- PROBLEM STATEMENT: What is needed is a single figure: how many lines of the records below contain the word "function".
++++ THE DATA
PR #1972, opened 2025-09-10
refactor(encoding): introduce parametrized_verifier

samlaf:
Miscellaneous `encoding/` improvement PR.

Contains a bunch of small improvements, but the main one is that we have a parametrized_prover, but not the equivalent parametrized_verifier.
Created this, and refactored into its own file. refactored some methods to be private instead of public.
Also had to fix a bunch of tests to use the public methods instead.

Also includes a random little cleanup of the unused stuff in encoding/test.


encoding/README.md
dmanc, line 1: We should improve this, no action needed in this PR though

encoding/test/main.go
```diff
@@ -12,44 +12,15 @@ import (
 	"github.com/Layr-Labs/eigenda/encoding/kzg"
 	"github.com/Layr-Labs/eigenda/encoding/kzg/prover"
 	"github.com/Layr-Labs/eigenda/encoding/kzg/verifier"
-	"github.com/Layr-Labs/eigenda/encoding/rs"
 
 	"github.com/consensys/gnark-crypto/ecc/bn254/fr"
 )
 
+// TODO(samlaf): is anyone using this...? Can we delete it?
```
dmanc: I don't think this is being ran on our tests. I would vote to delete it, might have been useful during the development period of the library.

encoding/kzg/verifier/parametrized_verifier.go
```diff
@@ -0,0 +1,86 @@
...
+	"github.com/consensys/gnark-crypto/ecc/bn254"
+	"github.com/consensys/gnark-crypto/ecc/bn254/fr"
+)
+
+type ParametrizedVerifier struct {
+	*kzg.KzgConfig
+	Srs *kzg.SRS
+
+	Fs *fft.FFTSettings
+	Ks *kzg.KZGSettings
```
dmanc: Do we need KZG Setting? Like it seems like it just has FFTSettings and SRS.

encoding/kzg/verifier/parametrized_verifier.go
```diff
@@ -0,0 +1,86 @@
...
+	}
+
+	err = verifyFrame(frame, v.Ks, commitment, &v.Ks.ExpandedRootsOfUnity[j], &g2Atn)
+	if err != nil {
+		return fmt.Errorf("VerifyFrame: %w", err)
+	}
+	return nil
+}
+
+// Verify function assumes the Data stored is coefficients of coset's interpolating poly
```
dmanc, line 42: ChatGPT 5 gave me this:

```
// verifyFrame checks the KZG opening for the frame at point x.
//
// Assumptions:
//   - frame.Coeffs are the coefficients (little-endian by degree) of the
//     coset’s interpolating polynomial I(X) in Fr.
//   - ks.Srs.G1[:n] provides [s^0]₁,…,[s^{n-1}]₁, where n = len(frame.Coeffs).
//
// Steps (high level):
//   1) Compute x^n, where n = len(frame.Coeffs).
//   2) Form [x^n]₂ and then [s^n − x^n]₂.
//   3) Commit to I(s) in G1 via multiexp against the SRS: [I(s)]₁.
//   4) Compute [commitment − I(s)]₁.
//   5) Verify the pairing equation:
//
//        e([commitment − I(s)]₁, g₂) == e([proof]₁, [s^n − x^n]₂)
//
//      (equivalently: e(−[commitment − I(s)]₁, g₂) * e([proof]₁, [s^n − x^n]₂) = 1_T)
//
// Returns nil on success; otherwise wraps the underlying error.
```

dmanc: @bxue-l2 pls verify lol

encoding/kzg/verifier/verifier.go
```diff
@@ -215,9 +199,9 @@ func (v *Verifier) VerifyFrames(
 
 	for ind := range frames {
 		err = verifier.VerifyFrame(
-			(*bn254.G1Affine)(commitments.Commitment),
 			frames[ind],
 			uint64(indices[ind]),
+			(*bn254.G1Affine)(commitments.Commitment),
 			params.NumChunks,
```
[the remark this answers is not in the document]
samlaf: not sure what this is saying... clearly its wrong, but is copilot on to something? is index really a frameIndex (like I renamed it to)? Some places are passing in a chunk index it seems... are chunk index and frame index the same thing?

encoding/test/main.go
samlaf: [7447795](https://github.com/Layr-Labs/eigenda/pull/1972/commits/74477958814baee3771ecebaaef35c6e0b82a2f7)

encoding/kzg/verifier/parametrized_verifier.go
samlaf: Good callout..! Ended up cleaning a lot more stuff thanks to this. Hope it's ok @bxue-l2 :D
[24fe439](https://github.com/Layr-Labs/eigenda/pull/1972/commits/24fe439fbb2491209fc290182fffc4cfb6e8672c)

encoding/kzg/verifier/parametrized_verifier.go
samlaf: ks no longer valid because passing srs directly now.
But otherwise I feel like these math eqns are already described in the code, and would be better suited for that.
I'd prefer a high level explanation of what this is doing, in words.

encoding/kzg/prover/prover.go
```diff
@@ -443,14 +437,15 @@ func (p *Prover) createGnarkBackendProver(params encoding.EncodingParams, fs *ff
...
-		Ks:                    ks,
 		KzgMultiProofBackend:  multiproofBackend,
 		KzgCommitmentsBackend: commitmentsBackend,
 	}, nil
 }
 
-func (p *Prover) createIcicleBackendProver(params encoding.EncodingParams, fs *fft.FFTSettings, ks *kzg.KZGSettings) (*ParametrizedProver, error) {
-	return CreateIcicleBackendProver(p, params, fs, ks)
+func (p *Prover) createIcicleBackendProver(
+	params encoding.EncodingParams, fs *fft.FFTSettings,
```
bxue-l2, line 440: alright, it does not seem we use ks at all in the prover

encoding/kzg/verifier/parametrized_verifier.go
bxue-l2: Fyi, this function is not used by validator, they most likely use batch verification. 
It is possible, the distributed retrivier is using this. but I haven't checked.

The reason is that there are 8192 frames per blob, it is pretty inefficient to verify 819 frames individually for 10% stake

samlaf: Yes its used by:
1. retrieval_client [here](https://github.com/Layr-Labs/eigenda/blob/24fe439fbb2491209fc290182fffc4cfb6e8672c/api/clients/retrieval_client.go#L207): could we use the universal eqn as well here?
2. its also used by the validator's retrieval_worker [here](https://github.com/Layr-Labs/eigenda/blob/24fe439fbb2491209fc290182fffc4cfb6e8672c/api/clients/v2/validator/internal/chunk_deserializer.go#L77) (I think to retrieve chunks in the background from other validators...? not sure): should this also be using the universal eqn then?

bxue-l2: If the sender of the chunks are operators, it makes sense to universally verify per operators batch.

bxue-l2: Btw, the comment above looks right. Useful to cite
1. https://dankradfeist.de/ethereum/2020/06/16/kate-polynomial-commitments.html
2. https://github.com/khovratovich/Kate/blob/master/Kate_amortized.pdf

encoding/kzg/verifier/parametrized_verifier.go
```diff
@@ -0,0 +1,84 @@
...
+	if err != nil {
+		return fmt.Errorf("GetLeadingCosetIndex: %w", err)
+	}
+
+	g2Atn, err := kzg.ReadG2Point(uint64(len(frame.Coeffs)), v.SRSOrder, v.G2Path)
+	if err != nil {
+		return fmt.Errorf("ReadG2Point: %w", err)
+	}
+
+	err = verifyFrame(frame, v.Srs, commitment, &v.Fs.ExpandedRootsOfUnity[j], &g2Atn)
```
bxue-l2, line 35: nice, it actually uses the right FS that has a large enough size of Roots of unities.

We have 2 FS, one for RS, one for KZG. The KZG one is larger than the FS for RS one. Important not to confuse both

encoding/kzg/verifier/verifier.go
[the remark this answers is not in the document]
bxue-l2: Bullish on AI. But Sam you are right

encoding/kzg/prover/prover.go
```diff
@@ -20,15 +20,16 @@ import (
 	_ "go.uber.org/automaxprocs"
 )
 
+// Prover
```
dmanc: nit: Could we add documentation here or just remove the comment.

samlaf: [31a17b4](https://github.com/Layr-Labs/eigenda/pull/1972/commits/31a17b457fe6c917dd46a1ca82875d6130c5038f)

encoding/kzg/verifier/parametrized_verifier.go
dmanc: Let's do comprehensive revamp of documentation in later PR, maybe once all the refactors are done.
++++++++
- SOLUTION TO THIS PROBLEM: 2